We arrived at the hospital, and my midwife – Kay – met us at the front doors. I started chanting ” I want the epidural, give me that damn epidural” the moment I saw her. We had wanted to go for a drug-free birth, but after about 33 hours of contractions by that point, I was over it. I would have bent over for anyone had they offered to take my pain away.
Kay broke my water once we got into a room, and we were all surprised to find out that I was at 7 cm! My god, all that work at home had paid off. Suddenly, we were back on track for a VBAC, as I was so close. Kay agreed that an epidural would be a good idea at that point, since I was exhausted and would need more energy in the coming hours. I have to say, the epidural felt great once it got going. I rode out transition on those drugs, and it ended up being the best situation for me. A few hours later I was ready to push.
With Kay on one leg and Matt on the other, we started to push. And push. And fucking push. The baby’s head would appear, and then go back again. Over and over again. After an hour of that, Kay warned me that the hospital staff was started to talk about a possible C Section again, given how long it was taking. That was all I needed to hear. I started crying hysterically – how could we have gone this far and then go to a section? With one mighty push, I pushed that head of out me. That giant head.

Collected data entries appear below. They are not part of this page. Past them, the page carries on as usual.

PR #2646, opened 2026-08-20
fix(docs): prevent iOS Safari from navigating on sidebar section tap

abdonpijpelink:
On iOS/iPadOS, tapping a collapsed section chevron in the documentation
sidebar navigated to the section page instead of expanding the nav, and
closed the hamburger menu as a side effect.

The root cause is that every `<summary>` in the sidebar contains an `<a>`
tag. Safari on iOS treats a tap on `<summary>` as a link click rather than
a `<details>` toggle when an `<a>` is present inside it.

The fix is a small `click` handler in `documentation.js` that intercepts
the tap when the section is collapsed, calls `preventDefault()`, and
manually sets `details.open = true`. When a section is already open,
normal link navigation is allowed so users can still reach the section
root page.

## Validation

I've checked that this fixes it on iPhone and iPad.

### DIFF
--- a/qdrant-landing/themes/qdrant-2024/assets/js/documentation.js
+++ b/qdrant-landing/themes/qdrant-2024/assets/js/documentation.js
@@ -16,10 +16,13 @@ document.addEventListener('DOMContentLoaded', () => {
   document.querySelectorAll('.docs-menu details > summary > a').forEach(function (link) {
     link.addEventListener('click', function (e) {
       const details = this.closest('details');
-      if (!details.open) {
-        e.preventDefault();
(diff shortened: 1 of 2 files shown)


trean:
@abdonpijpelink But now, if I want to go directly to the subsection index page, I need to click the link twice. Let's keep expanding functionality to the chevron only. WDYT?

abdonpijpelink:
Good catch! I've pushed a change that wraps each title text in a `<span />`, so we can check whether the click is on the chevron or on the text.

trean (approved):
Thank you!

What I know now is that Henry’s head at 37 cm was much bigger than most. The regular size is 33 or 34 cm. Apparently once the OB saw the size of the head, she leaned over and said to Kay “get ready for stuck shoulders” Good thing I didn’t know that, because Kay just said to me “Ok Kate, we need one more enormous push.” And so I did. I pushed with everything I had left from the last 10 months of carrying around a giant baby and he basically crawled out of me. And then he was there! In the world! Our beautiful big baby boy, all gooey and pink and fleshy. Everyone in the room cheered, Matt started crying, and all I could scream was “IS HE OUT OF ME??!”
He weighed in at 9lbs, 14 ozs, born at 7:06PM. The sun had started to set and so a beautiful light came into the room. It was a perfect end to a long and painful labour. But at that point, I did not care. He was here and fed right away and looking up at me with the most clear face. Kay and Matt high fived each other and I just gazed at our son and felt so very very happy it was all over.
Doing the VBAC gave me such a sense of accomplishment. I see now how great it was that we stayed at home during those long hours labouring. If we had gone into the hospital earlier, I would have probably had a section. In fact, afterwards, the OB admitted to the midwife that had they known how large the baby was they probably would not have let me go for the VBAC. Luckily, I had excellent midwives who put just enough pressure on me to stay the course at home.
And now he’s here, our son. Henry Paul. We had decided on his first name a few months ago, and then gave him the second name of Paul after my dad. It was the perfect compliment to his sister – Alice Jane. Like an elderly couple walking down the street together, hand in hand.
So many other things to tell you. Coming up next: just how many stitches does a large baby give his mama? Oh the fun to be had with those stories. But that’s it for now. Thank you all for your kind comments and emails. We are so blessed to have the people who surround us with friendship and love. We are still recovering and coping with life right now, but suffice to say we will be eternally grateful for the support. It gets us through, it does.